PR #2746, opened 2019-11-14
Adapt old sample report tests to new report service

j-x-han:
# Description

Converts [this test](https://github.com/chanzuckerberg/idseq-web/blob/master/test/controllers/samples_controller_test.rb#L110) into rspec and tests the new report service.

The test is split up into two:

1. species taxid 573 with genus taxid 570

- species NT and NR are both present in both the sample and the background model

2. species taxid 1313 and species taxid 28037, both from genus taxid 1310

- species 1313 NT and NR are present in the background model, but the sample only has NR
- species 28037 NT and NR are present in the background model, but the sample only has NT

# Notes

**Bugs addressed** (more details [here](https://czi.quip.com/u5ajAc1o5Chq/Report-Page-Optimization#bCHACAP4x4C)):
* Return the correct z-score when the taxon is missing in the sample (-100 if it's present in the background model, 0 if it's also missing in the background model.)
* If the species has NT/NR values but the genus is missing them, then use 100 as a placeholder for the genus z-score when calculating aggregate score.
  * The genus z-score will be displayed as 0 on the frontend.
  * [Logging](https://github.com/chanzuckerberg/idseq-web/pull/2746/files#diff-fe537067be5407d2c7c9e3a14329237cR263) has been added for these occurrences.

****************************************

Task brief: Return each entry from above without altering a single character.

Task answer:
PR #2746, opened 2019-11-14
Adapt old sample report tests to new report service

j-x-han:
# Description

Converts [this test](https://github.com/chanzuckerberg/idseq-web/blob/master/test/controllers/samples_controller_test.rb#L110) into rspec and tests the new report service.

The test is split up into two:

1. species taxid 573 with genus taxid 570

- species NT and NR are both present in both the sample and the background model

2. species taxid 1313 and species taxid 28037, both from genus taxid 1310

- species 1313 NT and NR are present in the background model, but the sample only has NR
- species 28037 NT and NR are present in the background model, but the sample only has NT

# Notes

**Bugs addressed** (more details [here](https://czi.quip.com/u5ajAc1o5Chq/Report-Page-Optimization#bCHACAP4x4C)):
* Return the correct z-score when the taxon is missing in the sample (-100 if it's present in the background model, 0 if it's also missing in the background model.)
* If the species has NT/NR values but the genus is missing them, then use 100 as a placeholder for the genus z-score when calculating aggregate score.
  * The genus z-score will be displayed as 0 on the frontend.
  * [Logging](https://github.com/chanzuckerberg/idseq-web/pull/2746/files#diff-fe537067be5407d2c7c9e3a14329237cR263) has been added for these occurrences.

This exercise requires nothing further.